**Problem statement:** Return, from the data that follows, each line that holds the word "getBuildApi".

**Data records:**

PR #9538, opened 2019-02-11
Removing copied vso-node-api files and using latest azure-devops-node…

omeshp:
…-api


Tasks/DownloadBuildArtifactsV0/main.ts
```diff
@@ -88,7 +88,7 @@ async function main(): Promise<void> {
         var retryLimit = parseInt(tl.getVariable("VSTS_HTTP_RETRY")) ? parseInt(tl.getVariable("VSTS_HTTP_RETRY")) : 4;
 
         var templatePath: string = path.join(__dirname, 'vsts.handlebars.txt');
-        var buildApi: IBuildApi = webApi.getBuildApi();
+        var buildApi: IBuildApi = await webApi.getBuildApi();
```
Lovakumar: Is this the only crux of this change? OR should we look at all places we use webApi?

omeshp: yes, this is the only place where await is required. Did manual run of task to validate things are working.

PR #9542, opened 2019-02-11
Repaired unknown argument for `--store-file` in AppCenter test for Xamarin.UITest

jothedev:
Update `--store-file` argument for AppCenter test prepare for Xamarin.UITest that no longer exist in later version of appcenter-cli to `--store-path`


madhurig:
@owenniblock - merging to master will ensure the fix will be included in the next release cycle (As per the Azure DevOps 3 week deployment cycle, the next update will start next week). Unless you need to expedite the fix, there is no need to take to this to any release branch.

**Your response:**
-        var buildApi: IBuildApi = webApi.getBuildApi();
+        var buildApi: IBuildApi = await webApi.getBuildApi();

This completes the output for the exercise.